Provided data:
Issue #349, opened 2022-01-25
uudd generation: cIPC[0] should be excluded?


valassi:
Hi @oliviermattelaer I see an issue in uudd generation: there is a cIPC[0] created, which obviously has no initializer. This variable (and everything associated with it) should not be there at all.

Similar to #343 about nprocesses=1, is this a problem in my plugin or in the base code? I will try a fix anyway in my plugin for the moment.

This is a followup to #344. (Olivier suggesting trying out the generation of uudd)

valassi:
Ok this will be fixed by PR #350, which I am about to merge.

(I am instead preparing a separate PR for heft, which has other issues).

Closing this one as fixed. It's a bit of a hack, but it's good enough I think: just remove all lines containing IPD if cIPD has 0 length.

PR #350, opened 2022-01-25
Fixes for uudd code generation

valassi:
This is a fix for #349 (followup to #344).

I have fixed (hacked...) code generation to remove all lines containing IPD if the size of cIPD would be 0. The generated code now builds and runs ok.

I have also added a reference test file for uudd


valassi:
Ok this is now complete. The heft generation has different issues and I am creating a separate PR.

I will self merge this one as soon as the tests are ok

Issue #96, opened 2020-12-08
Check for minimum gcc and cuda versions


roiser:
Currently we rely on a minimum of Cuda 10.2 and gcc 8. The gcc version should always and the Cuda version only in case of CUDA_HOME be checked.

---

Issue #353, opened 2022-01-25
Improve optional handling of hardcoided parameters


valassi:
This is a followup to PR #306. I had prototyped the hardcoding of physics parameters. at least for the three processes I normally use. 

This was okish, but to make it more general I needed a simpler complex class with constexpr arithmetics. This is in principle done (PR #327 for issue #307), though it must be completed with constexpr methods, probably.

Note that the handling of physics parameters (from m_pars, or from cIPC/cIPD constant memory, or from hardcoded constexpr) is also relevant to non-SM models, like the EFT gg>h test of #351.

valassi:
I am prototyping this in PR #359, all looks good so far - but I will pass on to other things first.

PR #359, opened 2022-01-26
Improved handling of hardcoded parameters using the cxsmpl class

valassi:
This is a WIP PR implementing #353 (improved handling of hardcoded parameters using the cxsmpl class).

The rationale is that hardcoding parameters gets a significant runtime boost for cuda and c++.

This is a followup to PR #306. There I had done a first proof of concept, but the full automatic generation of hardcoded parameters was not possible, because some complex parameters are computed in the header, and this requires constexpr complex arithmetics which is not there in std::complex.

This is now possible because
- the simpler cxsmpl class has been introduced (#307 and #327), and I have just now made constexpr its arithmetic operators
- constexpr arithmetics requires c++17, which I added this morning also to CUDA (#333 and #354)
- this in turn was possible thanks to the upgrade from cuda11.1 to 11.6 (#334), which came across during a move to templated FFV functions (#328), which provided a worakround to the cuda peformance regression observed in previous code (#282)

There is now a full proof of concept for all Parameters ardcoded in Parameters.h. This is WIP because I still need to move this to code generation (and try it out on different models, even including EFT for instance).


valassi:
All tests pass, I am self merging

Activity:
Using the records above, determine how many lines hold the word "have", and answer with that figure only.

Exercise response:
3